Identificação automática de adulterações em placas de circuito impresso controladoras de bombas de combustível baseada em imagens

Abstract

Frauds involving illegal modifications to fuel pumps harm customers and collaborate with crimes such as money laundering and tax evasion. Currently, the search for adulterations is performed by a human inspector through visual analysis, a tiring and unreliable practice due to the miniaturization of components. This paper presents an image-based approach to support the human inspector, detecting suspect regions on printed circuit boards for fuel pump controllers. The proposed approach begins with the alignment of a dataset of images, which may contain perspective distortions, noise, and illumination variations, to a reference image, using an image registration technique based on a planar projective transformation (homography), estimated from matches obtained by the Scale-Invariant Feature Transform (SIFT) algorithm. Aligned images are partitioned into regions, which are manipulated independently. Descriptors are extracted from each region, considering two algorithms: Histograms of Oriented Gradients (HOG) and a variation of the SIFT algorithm. An SVM classifier (Support Vector Machine) is trained for each region, using samples with and without tampering. Samples were extracted from perfect condition plates, with adulterated samples having been generated artificially.

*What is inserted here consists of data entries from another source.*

PR #2658, opened 2019-07-23
2548/fix needed for UI portion of date/timestamps

NatalieEO:

### DIFF
--- a/dockstore-webservice/pom.xml
+++ b/dockstore-webservice/pom.xml
@@ -768,11 +768,6 @@
                 </exclusion>
             </exclusions>
         </dependency>
-        <dependency>
-            <groupId>org.codehaus.jackson</groupId>
-            <artifactId>jackson-mapper-asl</artifactId>
-            <version>1.9.13</version>
-        </dependency>
     </dependencies>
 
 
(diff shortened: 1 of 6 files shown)


dockstore-webservice/src/main/java/io/dockstore/webservice/helpers/QuayImageRegistry.java
```diff
@@ -107,6 +110,18 @@ public QuayImageRegistry(final HttpClient client, final ObjectMapper objectMappe
         return tags;
     }
 
+    private void insertQuayLastModifiedIntoLastBuilt(Entry<String, Map<String, String>> stringMapEntry, Tag tag) {
+        String lastModified = "last_modified";
```
coverbeck: Ideally this and the next line would have the `final` modifier.

dockstore-webservice/pom.xml
```diff
@@ -768,6 +768,11 @@
                 </exclusion>
             </exclusions>
         </dependency>
+        <dependency>
+            <groupId>org.codehaus.jackson</groupId>
```
garyluu: I'm a simple man, I see codehaus.jackson, I downvote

During inspection, the classifiers look at the input images by regions that differ significantly from the regions corresponding to the training samples. That allows the detection of unknown adulterations, not just those observed during training. The results can be integrated and presented as a heatmap to a human inspector, who has the final decision on the presence of adulterations. Experiments were performed on a dataset containing 649 images of a plate model, including images containing modification manually added. Using SIFT descriptors, was achieved a precision of 0.7739, a recall of 0.9638 and an F-measure of 0.8503 when we try to maximize the F-measure, indicating that our approach can effectively identify suspicious regions, providing invaluable help to the human inspector.